Your response should contain each line of the data that includes "could".

• Data to use:
....

Issue #3167, opened 2026-01-15
VEX Documents still not working with syft sbom


dariozachow:
**What happened**:

When I was trying out to use a OpenVEX Document with a sbom created by syft. The same error as here https://github.com/anchore/grype/issues/2471 occurs. I get an error saying VEX is not supported.

**What you expected to happen**:

This should be working because it is stated, that grype would support VEX and especially with syft it should work without any Problems.
With some time and digging into the code changing one line of the implementation.go (https://github.com/anchore/grype/blob/main/grype/vex/openvex/implementation.go#L70) to dont throw an error it works perfectly fine. 
Is it just that easy or I am overlooking something here?

**How to reproduce it (as minimally and precisely as possible)**:

same steps as in the mentioned Issue.

dariozachow:
I created a PR to address this Issue. Maybe this is enough to support VEX properly: https://github.com/anchore/grype/pull/3168

kzantow:
Hey @dariozachow 👋 good to meet you during office hours!

We definitely want to get VEX working, too!

I have to preface this with I don't fully understand OpenVEX, but from reading the spec, it seems to me that a _product_ could be an _image_ or a _package_. The spec has this description: _"The product is a piece of software that can be correlated to an entry in an SBOM"_, which sounds like directly describing a package is a perfectly valid use. We have a few cases that I think should match grype results:

- if _product_ is an image _and there are no subcomponents_ and _the image matches the SBOM image source_, it seems like the statements apply to the entire scan
- if _product_ is an image _and there are subcomponents_ and _the image matches the SBOM image source_, it seems like we should add rules to make the statements only apply to the specific packages that match the subcomponents (I believe this is the current behavior)
- if product _is not an image_ and _has no subcomponents_, it should apply to any matching packages during the scan

There's at least one more case that we could support in the future but I don't think we need to support right away: if a non-image product is defined _with subcomponents_, we would need to look at relationships to other packages to determine this, but the Grype data model doesn't have an easy way to do this, so I wouldn't expect this to be done right away.

Without taking into account package-to-package relationships, it seems to me like we should do something like:
```
sbomIdentifier = // get the SBOM's identifier, image ID or named identifier (what happens today, but should not return an error)

// iterate over all statements
if product == sbom identifier:
  if no subcomponents:
    // make rule that applies to all packages
  else
    // make individual rules for each subcomponent to apply to the specific packages
else
  // make rule that applies to the specific packages matching the product
```

[...]

PR #3168, opened 2026-01-15
fix: improve VEX product and subcomponent matching

dariozachow:


kzantow:
Hey @dariozachow, I left [a comment on the issue](https://github.com/anchore/grype/issues/3167#issuecomment-3756169786) about how I think OpenVEX should behave. Does this match your understanding? If you feel like making some changes to support this, that would be great; I can also push some changes to your PR here if you like

dariozachow:
@kzantow forgot to sign it off but should be working now

spiffcs:
Thanks @dariozachow for the implementation, following the feedback from the maintainers, and coming to office hours to help improve how grype handles vex documents.

I took some time to try and add tests around the cases that have been roughly outlined:

1) Image product, no subcomponents → statement applies to entire scan
2) Image product, with subcomponents → statement applies only to listed subcomponent packages
3) Package product, no subcomponents → statement applies to any matching packages

Case 1 and 2 worked very well with this branch.

I saw some bugs when trying out 3 and wanted to add test cases to validate what I think is the correct behavior.

First, when scanning an image with a VEX doc listing a package as the product (no subcomponents), the statement was silently ignored. The  previous `productIdentifierFromVEX` fallback would never trigger, and the package PURL never gots matched.

Second, when scanning a directory with a VEX doc listing a package as the product we would see over-matching. `productIdentifierFromVEX` would pass the PURL as both the Vex Product ID and the product argument when doing `doc.Matches()`

`go-vex's` `Product.Matches` ignores the subIdentifier when the VEX product has no subcomponents causing ALL matches for that CVE to be filtered.

I replaced `productIdentifierFromVEX` with a two pass matching strategy:
1) This is what currently existed. Try SBOM/context identifiers as the product (handles image-as-product cases)

2) Second pass which is new behavior. If no match, try the package PURL as the product argument to `doc.Matches()` with nil subcomponents (handles package-as-product cases).

`go-vex's` `Component.Matches` checks if the VEX product's ID matches the passed identifier. 

When we pass the package PURL, only VEX products whose ID matches that specific package will match. Other packages for the same CVE won't match which prevents the over-matching.

I'm unsure if I should also update `processor_test.go` or if the changes to `implementation_test.go` are enough to cover the cases we outlined in the issue and during our discussion of this.

dariozachow:
@kzantow yes perfect works as intended. I was opening an Issue https://github.com/anchore/grype/issues/3212 on Friday because I saw this bug aswell. But this works now too. Thanks a lot for your help :)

....

• Exercise result:
I have to preface this with I don't fully understand OpenVEX, but from reading the spec, it seems to me that a _product_ could be an _image_ or a _package_. The spec has this description: _"The product is a piece of software that can be correlated to an entry in an SBOM"_, which sounds like directly describing a package is a perfectly valid use. We have a few cases that I think should match grype results:
There's at least one more case that we could support in the future but I don't think we need to support right away: if a non-image product is defined _with subcomponents_, we would need to look at relationships to other packages to determine this, but the Grype data model doesn't have an easy way to do this, so I wouldn't expect this to be done right away.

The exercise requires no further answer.